Anton Graff
Portrait of the Saxon court painter Louis de Silvestre (1675-1760)
Description
This work is a version by the hand of Anton Graff after the portrait of the approximately eighty-year-old Louis de Silvestre, painted by Jean-Baptiste Greuze, which is now in the Alte Pinakothek, Munich (inv. no. FV 7). Greuze completed the original "to Sylvestre's great satisfaction" in 1753, who subsequently arranged for it to be admitted to the French Academy of Arts. A second version from the old Wettin estate, "possibly" by the same hand, is kept in the Gemäldegalerie Alte Meister, Dresden (inv. no. 3412, today around 1780) and was listed in Berckenhagen's Catalogue Raisonné as cat. no. 1797. The present painting differs from the original in a striking way.

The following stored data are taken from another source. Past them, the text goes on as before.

PR #181, opened 2020-10-20
Add insert_node_on_in_edges and insert_node_on_out_edges methods

mtreinish:
This commit adds 2 new methods to the PyDiGraph class,
insert_node_between() and insert_node_between_multiple. These methods
are for inserting edges between a node and another node that has edges.
You specify a node and which node to insert it between and it will loop
over either the incoming or outgoing edges and add edges between the
existing edges.

### DIFF
--- a/src/digraph.rs
+++ b/src/digraph.rs
@@ -325,6 +325,52 @@ impl PyDiGraph {
         let edge = self.graph.add_edge(p_index, c_index, edge);
         Ok(edge.index())
     }
+
+    fn insert_between(
+        &mut self,
+        py: Python,
+        node: usize,
+        node_between: usize,
+        direction: bool,
+    ) -> PyResult<()> {
+        let dir = if direction {
+            petgraph::Direction::Outgoing
+        } else {
+            petgraph::Direction::Incoming
+        };
+        let index = NodeIndex::new(node);
+        let node_between_index = NodeIndex::new(node_between);
+        let edges: Vec<(NodeIndex, EdgeIndex, PyObject)> = self
+            .graph
+            .edges_directed(node_between_index, dir)
+            .map(|edge| {
+                if direction {
+                    (edge.target(), edge.id(), edge.weight().clone_ref(py))
+                } else {
+                    (edge.source(), edge.id(), edge.weight().clone_ref(py))
+                }
+            })
+            .collect::<Vec<(NodeIndex, EdgeIndex, PyObject)>>();
+        for (other_index, edge_index, weight) in edges {
+            if direction {
+                self._add_edge(
+                    node_between_index,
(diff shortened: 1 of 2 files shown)


mtreinish:
Marking as on hold because I need to add more unittests to improve the coverage, and also add more than the simple cases.

itoko (commented):
Similar to #147, I think it would be better to have `insert_node_on_in_edges(node, node_ref)` and `insert_node_on_out_edges` rather than unified `insert_node_between(node, node_ref, direction)`. What do you think?

mtreinish:
> Similar to #147, I think it would be better to have `insert_node_on_in_edges(node, node_ref)` and `insert_node_on_out_edges` rather than unified `insert_node_between(node, node_ref, direction)`. What do you think?

Yeah that's a good idea. I'll update it shortly to split the functions

itoko:
@mtreinish Thank you. I have one more comment on docstrings.

I think we can describe the spec more clearly without parent/child notation:
```
/// Insert a node between a reference node and all its predecessor nodes
///
/// This essentially iterates over all edges into the reference node specified
/// in the ``ref_node`` parameter removes those edges and then adds 2 edges,
/// one from the predecessor of ``ref_node`` to ``node`` and the other from
/// ``node`` to ``ref_node``. The edge payloads for the newly created edges
/// are copied by reference from the original edge that gets removed.
///
/// :param int node: The node index to insert between
/// :param int ref_node: The reference node index to insert ``node`` between
pub fn insert_node_on_in_edges(..., node, ref_node)

/// Insert a node between a reference node and all its successor nodes
///
/// This essentially iterates over all edges out of the reference node specified
/// in the ``ref_node`` parameter removes those edges and then adds 2 edges,
/// one from ``ref_node`` to ``node`` and the other from ``node`` to the
/// successor of ``ref_node``. The edge payloads for the newly created edges
/// are copied by reference from the original edge that gets removed.
pub fn insert_node_on_out_edges(..., node, ref_node)
```
(I like the term `reference node` (ref_node) while I'm afraid someone might confuse with "reference of node object" (node_ref). Anyway, I think we could have better name than `node_between`. Any good idea?)

BTW, I personally prefer `start -> end` notation to `parent -> child` or `tail -> head` notation.
Honestly, I'm always confused with which is the "head" of parent and child...
(I know the importance of consistency, so if we have already used parent/child notations in many places, I think we should follow the convention.)

mtreinish:
@itoko thank you for the suggestions. I was actually hoping you'd leave a comment like that. I thought the names were awkward in this function, but couldn't come up with anything better so just left it as is. I'll update it now per your suggestions.

itoko (approved):

Issue #71, opened 2020-05-02
iterators?


ajavadia:
I don't think retworkx uses iterators, the same way networkx does? This might lead to very large memory usage for large graphs (and possibly hurt time too).

For example often you want a shallow view into the immediate successors of a node, not all the nodes that may succeed it until the end. Same for layers of a dag.

Networkx[ implements this an an iterator](https://networkx.github.io/documentation/stable/reference/classes/generated/networkx.DiGraph.successors.html). Terra also uses this as an iterator.

But I think retworkx [constructs the full list](https://github.com/Qiskit/retworkx/blob/181c98f62912873ffecf325ee217973033c43795/src/lib.rs#L341), and only artificially returns [an iterator in terra](https://github.com/Qiskit/qiskit-terra/blob/b41891aaffec0896294096cdcc24bf8c8ec6e540/qiskit/dagcircuit/retworkx_dagcircuit.py#L116).

For an example of how this can be problematic for large circuits, see this PR in terra: https://github.com/Qiskit/qiskit-terra/pull/371

mtreinish:
The main reason was the ease of implementation, iterators behave a bit differently between rust and python and building a rust function that returns a python iterator wasn't as straightforward as just doing `yield data` from inside a function and probably would require creating a custom type that implements the python iter protocol and then returning an object of that new type. At least for the first version to get something working it was easier to just return a list.

I agree that for large results implementing it with iterators could be more efficient. But at least so far I haven't seen any scaling limits or memory growth issues with it from the terra dagcircuit. In general memory consumption went down [1] [2] and all graph operations became about an order of magnitude faster in aggregate compared to the previous networkx implementation. Although this is likely just the benefit of using a compiled language and there could still be a scaling limit as things increase.

I think we should leave this open as a lower priority future enhancement though and if the need arises (like we start hitting scaling limits) we can prioritize it.

[1] https://qiskit.github.io/qiskit/#transpiler_levels.TranspilerLevelBenchmarks.peakmem_quantum_volume_transpile_50_x_20?commits=95328adb
[2] https://qiskit.github.io/qiskit/#transpiler_levels.TranspilerLevelBenchmarks.peakmem_transpile_from_large_qasm_backend_with_prop?commits=95328adb (this is an eoh qasm example from aqua loaded from qasm: https://github.com/Qiskit/qiskit/blob/master/test/benchmarks/qasm/test_eoh_qasm.qasm )

mtreinish:
[...]

PR #185, opened 2020-10-28
Add custom iterator class for BFS successors return

mtreinish:
This commit changes the return type of the bfs_successors function to be
a custom class BFSSuccessors. This new return class implements both the
sequence protocol and iterator protocol. This means that aside from
explicit type checking it should be backwards compatible with the list
being previously returned. It can be used with either index based access
or iterated over.

This should be more efficient for large graphs because instead of doing
the copy and type conversion and iterating over the entire nested Vec of
results it instead does it per access (either via `__getitem__` or
`__next__`). It does add a small amount of overhead for smaller graphs but
it is minimal since the function returns in microseconds in such cases
so a 10-20% overhead is not a big dea).

It's worth noting while this defers the type conversion, it does not
defer execution like most python iterators normally do. When
bfs_successors is called it will still always fully traverse the graph.
However, in practice the bottleneck for the bfs_successor function
wasn't actually the graph traversal, but instead the type conversion.

Related to #71

### DIFF
--- a/src/iterators.rs
+++ b/src/iterators.rs
@@ -1,0 +1,81 @@
+// Licensed under the Apache License, Version 2.0 (the "License"); you may
+// not use this file except in compliance with the License. You may obtain
+// a copy of the License at
+//
+//     http://www.apache.org/licenses/LICENSE-2.0
+//
+// Unless required by applicable law or agreed to in writing, software
+// distributed under the License is distributed on an "AS IS" BASIS, WITHOUT
+// WARRANTIES OR CONDITIONS OF ANY KIND, either express or implied. See the
+// License for the specific language governing permissions and limitations
+// under the License.
+
+use std::convert::TryInto;
+
+use pyo3::class::iter::{IterNextOutput, PyIterProtocol};
+use pyo3::class::PySequenceProtocol;
+use pyo3::exceptions::PyIndexError;
+use pyo3::prelude::*;
+
+/// A custom iterator class for the return from :func:`retworkx.bfs_successors`
+///
+/// This class is a container class for the results of the
+/// :func:`retworkx.bfs_successors` function. It implements both the Python
+/// iterator protocol and sequence protocol. So you can treat the return as
+/// either a read-only sequence/list that is integer indexed or use it as an
+/// iterator that will yield the results in order.
+///
+/// For example::
+///
+///     import retworkx
+///
+///     graph = retworkx.generators.directed_path_graph(5)
+///     bfs_succ = retworkx.bfs_successors(0)
+///     # Index based access
+///     third_element = bfs_succ[2]
+///     # Use as iterator
+///     first_element = next(bfs_succ)
+///     second_element = nex(bfs_succ)
+///
+#[pyclass(module = "retworkx")]
+pub struct BFSSuccessors {
+    pub bfs_successors: Vec<(PyObject, Vec<PyObject>)>,
+    pub index: usize,
+}
+
+#[pyproto]
+impl PySequenceProtocol for BFSSuccessors {
+    fn __len__(&self) -> PyResult<usize> {
+        Ok(self.bfs_successors.len())
+    }
+
+    fn __getitem__(
+        &'p self,
+        idx: isize,
+    ) -> PyResult<(PyObject, Vec<PyObject>)> {
+        if idx >= self.bfs_successors.len().try_into().unwrap() {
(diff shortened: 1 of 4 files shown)


tests/test_pred_succ.py
```diff
@@ -124,4 +124,68 @@ def test_bfs_succesors(self):
...
+        node_d = dag.add_child(node_c, 3, {})
+        node_e = dag.add_child(node_d, 4, {})
+        node_f = dag.add_child(node_e, 5, {})
+        dag.add_child(node_f, 6, {})
+        node_h = dag.add_child(node_c, 7, {})
+        node_i = dag.add_child(node_h, 8, {})
+        node_j = dag.add_child(node_i, 9, {})
+        dag.add_child(node_j, 10, {})
+        res = retworkx.bfs_successors(dag, node_b)
+        with self.assertRaises(IndexError):
```
kdk, line 171: I was expecting this to be a `TypeError` (for trying to index into an iterator) until I read the API docs for the `BFSSuccessors` return type.

src/iterators.rs
```diff
@@ -0,0 +1,81 @@
...
+impl PySequenceProtocol for BFSSuccessors {
+    fn __len__(&self) -> PyResult<usize> {
+        Ok(self.bfs_successors.len())
+    }
+
+    fn __getitem__(
+        &'p self,
+        idx: isize,
+    ) -> PyResult<(PyObject, Vec<PyObject>)> {
+        if idx >= self.bfs_successors.len().try_into().unwrap() {
```
kdk, line 56: Would it make sense to check that `idx` is non-negative here? (Is `isize` signed?)

kdk (approved):
This looks good. Out of curiosity, would it be more natural to implement either the sequence protocol (keeping the lazy copy and type conversion) or the iterator protocol? Implementing both seems better for backwards compatibility, but it seems like the differences in the two protocols might lead non-obvious behavior (see one comment below.)

mtreinish:
> This looks good. Out of curiosity, would it be more natural to implement either the sequence protocol (keeping the lazy copy and type conversion) or the iterator protocol? Implementing both seems better for backwards compatibility, but it seems like the differences in the two protocols might lead non-obvious behavior (see one comment below.)

That was my first thought on this PR too, and I started with just that. But IIRC the issue wass that just the sequence protocol doesn't actually work with `iter(BFSSuccessors)`. But I was trying a couple of different things at once, and I might be misremembering. Let me try dropping the iter protocol and see what happens.

src/iterators.rs
mtreinish: Oh, actually this is a good point. This will totally fall apart if you pass a negative number in. I think I need to add a bit more logic here to handle negatives, because I assume the expectation from users is if you were do `bfs_successors(graph)[-1]` you'd get the last entry, which definitely won't work like this.

Also yes [`isize`](https://doc.rust-lang.org/std/primitive.isize.html) is a pointer sized signed integer. (compared to [`usize`](https://doc.rust-lang.org/std/primitive.usize.html) which is an unsigned pointer sized integer

mtreinish:
Ok, yeah I took a look at this locally and yeah we can remove the iter protocol implementation and it will still work. You'll need to call `iter()` around the return to use it as an iterator (which is probably where I got confused before). With that it works fine. I'll make this change in a sec (just need to clean up the docs).

src/iterators.rs
mtreinish: So I actually tested this with `bfs_successors(graph)[-1]` and it works as expected (which I'm surprised about because indices for Vec are unsigned) so I think it's something python is doing for us. I added a test to assert negative indices work as expected. So I don't think we need to change anything here. What do you think?

kdk: :+1: Agree, the python behavior looks good. Thanks for adding the test.

src/lib.rs
```diff
@@ -429,31 +430,41 @@ fn graph_dfs_edges(
 /// :param PyDiGraph graph: The DAG to get the bfs_successors from
 /// :param int node: The index of the dag node to get the bfs successors for
 ///
-/// :returns: A list of nodes's data and their children in bfs order
-/// :rtype: list
+/// :returns: A list of nodes's data and their children in bfs order. The
+///     BFSSuccessors class that is returned is a custom container class that
+///     implements the iterator protocol and sequence protocol. This can
+///     be used as either a list with index based access or as an iterator.
```
kdk, line 436:
```suggestion
///     implements the sequence protocol. This can be used as a python list
///     with index based access.
```

PR #186, opened 2020-10-29
DNM: Test wheel builds with new cibuildwheel

mtreinish:
This commit just triggers a build of the release wheels to verify that
everythin still works with the new cibuildwheel version and python 3.9.


mtreinish:
Everything seems to work (except for #187 which this caught), the s390x is failing because of typical travis flakiness. We should be good to release since all the jobs seem to work still and build 3.9 wheels

PR #189, opened 2020-11-02
Added Bidirectional parameters for directed graph generators

### LINKED ISSUE #184: Add bidirectional flag to existing generator functions

The existing directed_* generator functions in https://github.com/Qiskit/retworkx/blob/master/src/generators.rs only have an option to add a single edge. But it could be useful to add edges in both directions. While this is essentially the same as a undirected version of the function there are use cases where you could want bidirectional edges added to a directed graph generatore. For example a bidirectional path graph: `a <-> b <-> c` instead of just `a -> b -> c` that exists now. This would be to add a new boolean kwarg to the existing (and potential future) directed generator functions to set adding bidirectional edges.

This is related to #150 but self contained enhancement for the existing generator functions rather than adding new functions.

darknight009:
Fixes #184 .
> Allows users to pass optional parameter 'bidirectional' to add edges in both directions
> For directed_star_graph generator if 'bidirectional' is set to 'True', the 'inward' parameter is ignored.

### DIFF
--- a/src/generators.rs
+++ b/src/generators.rs
@@ -70,20 +70,14 @@ where
 ///       os.remove(tmp_path)
 ///   image
 ///
-#[pyfunction]
+#[pyfunction(bidirectional = "false")]
 #[text_signature = "(/, num_nodes=None, weights=None, bidirectional=False)"]
 pub fn directed_cycle_graph(
     py: Python,
     num_nodes: Option<usize>,
     weights: Option<Vec<PyObject>>,
-    bidirectional: Option<bool>,
+    bidirectional: bool,
 ) -> PyResult<digraph::PyDiGraph> {
-    // boolean flag to indicate if edges should be added in both directions
-    let bidirection = match bidirectional {
-        Some(x) => bidirectional.unwrap(),
-        None => false,
-    };
-
     let mut graph = StableDiGraph::<PyObject, PyObject>::default();
     if weights.is_none() && num_nodes.is_none() {
         return Err(PyIndexError::new_err(
@@ -111,7 +105,7 @@ pub fn directed_cycle_graph(
     for (node_a, node_b) in pairwise(nodes) {
         match node_a {
             Some(node_a) => {
-                if bidirection {
+                if bidirectional {
                     graph.add_edge(node_b, node_a, py.None());
                 }
                 graph.add_edge(node_a, node_b, py.None());
@@ -122,7 +116,7 @@ pub fn directed_cycle_graph(
     let last_node_index = NodeIndex::new(node_len - 1);
     let first_node_index = NodeIndex::new(0);
     graph.add_edge(last_node_index, first_node_index, py.None());
-    if bidirection {
+    if bidirectional {
         graph.add_edge(first_node_index, last_node_index, py.None());
     }
     Ok(digraph::PyDiGraph {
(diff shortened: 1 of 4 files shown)


src/generators.rs
```diff
@@ -69,12 +71,19 @@ where
 ///   image
 ///
 #[pyfunction]
-#[text_signature = "(/, num_nodes=None, weights=None)"]
+#[text_signature = "(/, num_nodes=None, weights=None, bidirectional=False)"]
 pub fn directed_cycle_graph(
     py: Python,
     num_nodes: Option<usize>,
     weights: Option<Vec<PyObject>>,
+    bidirectional: Option<bool>,
```
mtreinish, line 79: This is a bit redundant since we're basically saying this can be None (which is treated as false) or true or false. I think when you couple this with my comment above above about the macro you can just set this to be a `bool`

src/generators.rs
```diff
@@ -69,12 +71,19 @@ where
 ///   image
 ///
 #[pyfunction]
```
mtreinish, line 73: I think you should add the kwarg to the definition here so the Python C API FFI function this macro generates sets a default. This will avoid the need to use an `Option<bool>` below. Something like:

```suggestion
#[pyfunction(bidirectional = "false")]
```

This basically makes it so Python callers get an implicit default of `false`.

mtreinish (commented):
Thanks for pushing this up so quickly! The logic here looks good, just one comment on the parameter handling. We can set a default for the python api using the `#[pyfunction]` macro which is a bit cleaner than wrapping the bool with an option. Once that change is made I think this should be good to go.

src/generators.rs
```diff
@@ -437,10 +462,16 @@ pub fn directed_star_graph(
...
+        if bidirectional {
             graph.add_edge(*node, nodes[0], py.None());
-        } else {
             graph.add_edge(nodes[0], *node, py.None());
+        } else {
+            if inward {
+                graph.add_edge(*node, nodes[0], py.None());
+            } else {
+                graph.add_edge(nodes[0], *node, py.None());
+            }
```
mtreinish, line 474: I think that this if can be collapsed:

```suggestion
        } else if inward {
                graph.add_edge(*node, nodes[0], py.None());
        } else {
                graph.add_edge(nodes[0], *node, py.None());
        }
```

src/generators.rs
```diff
@@ -409,12 +433,13 @@ pub fn path_graph(
...
-#[pyfunction(inward = "false")]
-#[text_signature = "(/, num_nodes=None, weights=None, inward=False)"]
+#[pyfunction(inward = "false", bidirectional = "false")]
+#[text_signature = "(/, num_nodes=None, weights=None, inward=False, bidirectional=False)"]
 pub fn directed_star_graph(
     py: Python,
     num_nodes: Option<usize>,
     weights: Option<Vec<PyObject>>,
+    bidirectional: bool,
     inward: bool,
```
mtreinish, line 443: Could you flip these? I just think it'll make theupgrade path a bit simpler for any potential rust callers of this function.

```suggestion
    inward: bool,
    bidirectional: bool,
```

mtreinish (approved):
LGTM, thanks for making the changes so quickly. I highlighted 2 small nits inline. After those are updated I'll go ahead and merge this.

darknight009:
@mtreinish Can you help? It fails with the message: No module named 'setuptools_rust'

mtreinish:
> @mtreinish Can you help? It fails with the message: No module named 'setuptools_rust'

Unfortunately it was poor timing, setuptools-rust pushed a new release this morning that dropped python 3.5 support but didn't raise the minimum python version. I opened an issue on this: https://github.com/PyO3/setuptools-rust/issues/85 and in the meantime I'll push up a PR to try and set a version cap for python 3.5.

Issue #150, opened 2020-09-30
Expand Generators Module


mtreinish:
### What is the expected enhancement?

In #121 we added a new module for graph generators which will create graphs of with a certain layout easily. #121 only added a few different types of graphs with the intention of adding more in the future. We should add more generators to the graph to offer more options for quickly creating graphs. Networkx has a long list of generators that can be used for inspiration on different types of generators to add:

https://networkx.github.io/documentation/stable/reference/generators.html

Also, specifically for a qiskit use case we should make sure that we have generators to cover `qiskit.transpiler.CouplingMap.from_line`, `qiskit.transpiler.CouplingMap.from_ring`, `qiskit.transpiler.CouplingMap.from_grid`, and `qiskit.transpiler.CouplingMap.from_full`

mtreinish:
Some generators that would be useful to do as part of this would be to add generators for some layouts that are used for error correction codes like heavy hex and heavy square. (see: https://journals.aps.org/prx/abstract/10.1103/PhysRevX.10.011022 ).

nahumsa:
I will work on the heavy hex generator.

mtreinish:
There has been a lot of good work here since this was initially opened and we've added a bunch of new generators. But, when you compare the number of generators in networkx: https://networkx.org/documentation/stable/reference/generators.html to list in networkx: https://qiskit.org/documentation/retworkx/api.html#generators there is still a large functionality gap. 

I think before we can close this issue we need to close this gap much more. Each generator function is a really good starting PR that's self contained and a good project for getting your feet wet with the library.

e-eight:
Added a generator for undirected lollipop graphs in PR #454. Not sure if there should also be a directed version. Networkx does not seem to have any.

k-tamuraphys:
I am working on `lattice` module, https://github.com/Qiskit/qiskit-nature/pull/365 , in which retworkx is used. I hope I can generate translational invariant graphs (lattice) with uniform weights on edges using retworkx. Standard examples of such are hypercubic (hyperrectangle, triangular, hexagonal lattices.
Furthermore, is such a graph has edges several directions like a square (or grid graph) and a triangular lattice , it is desirable to be able to assign uniform weights to each direction. For example, I may want to generate a square lattice with a weight of 1.0 in the horizontal direction and a weight of 2.0 in the vertical direction.

PR #191, opened 2020-11-08
Added Mesh and Grid graph generator

darknight009:
#150 Adds both directed and undirected versions of Mesh and Grid graph generators. 
This PR doesn't add test cases for Grid generator as it is unclear how the weights will be passed for the grid. As a multidimensional array or a flattened array?
@mtreinish Please let me know how to proceed with that

### DIFF
--- a/src/generators.rs
+++ b/src/generators.rs
@@ -655,17 +655,24 @@ pub fn directed_mesh_graph(
     })
 }
 
-/// Generate an undirected grid graph
+/// Generate an undirected grid graph.
 ///
-/// :param int rows: The number of rows to generate the graph with. Value
-///     required
-/// :param list cols: The number of rows to generate the graph with. Value
-///     required
-/// :param list weights: A list of node weights.
+/// :param int rows: The number of rows to generate the graph with.
+///     If specified, cols also need to be specified
+/// :param list cols: The number of rows to generate the graph with.
+///     If specified, rows also need to be specified. rows*cols 
+///     defines the number of nodes in the graph
+/// :param list weights: A list of node weights. If rows and cols 
+///     are not specified, then a linear graph containing all the 
+///     values in weights list is created. 
+///     If number of nodes(rows*cols) is less than length of
+///     weights list, the trailing weights are ignored.
+///     If number of nodes(rows*cols) is greater than length of
+///     weights list, extra nodes with None weight are appended
 ///
 /// :returns: The generated star graph
 /// :rtype: PyGraph
-/// :raises IndexError: If neither ``rows`` and ``cols`` or ``weights`` are
+/// :raises IndexError: If neither ``rows`` or ``cols`` and ``weights`` are
 ///      specified
 ///
 #[pyfunction]
@@ -683,14 +690,39 @@ pub fn grid_graph(
         ));
     }
 
-    let rowlen = rows.unwrap();
-    let collen = cols.unwrap();
-    let num_nodes = rowlen * collen;
+    let mut rowlen = match rows {
+        Some(rows) => rows,
+        None => 0,
+    };
+
+    let mut collen = match cols {
+        Some(cols) => cols,
+        None => 0,
+    };
+
+    let mut num_nodes = rowlen * collen;
+
     let nodes: Vec<NodeIndex> = match weights {
         Some(weights) => {
             let mut node_list: Vec<NodeIndex> = Vec::new();
+            if num_nodes < weights.len() && rowlen == 0 {
+                collen = weights.len();
+                rowlen = 1;
+                num_nodes = collen;
+            }
+
+            let mut node_cnt = num_nodes;
+            
             for weight in weights {
+                if node_cnt <= 0 {
+                    break;
+                }
                 let index = graph.add_node(weight);
+                node_list.push(index);
+                node_cnt -= 1;
+            }
+            for _i in 0..node_cnt {
+                let index = graph.add_node(py.None());
                 node_list.push(index);
             }
             node_list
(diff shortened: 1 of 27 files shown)


mtreinish:
@darknight009 thanks for pushing this. Hmm, I hadn't thought about that, but I'd probably just go with a flattened array. It's consistent with the other generator methods and easier to deal with. We just need to make sure it's documented the order it's used, row major or column major.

According to Börsch-Supan, the gaze in the Greuze painting has something piercing about it, a tension that is emphasised by the compressed lips; there are also differences in the execution of the gold brocade and in the number of gold buttons and braids. This led Börsch-Supan to assume that our picture was not based on the Greuze painting, but rather on the engraving by Augustin de Saint-Aubin. However, he recognises the "inimitable style of the almost blind painter's age, who confidently handles the model." As Silvestre was the leading court painter in Dresden for thirty years from 1716-46, a long-lasting interest in his person as well as in the famous portrait preserving his memory is understandable - especially on the part of his later successor in office, Graff. With an expert opinion by Prof. Dr Helmut Börsch-Supan, Berlin, dated 27 September 2010.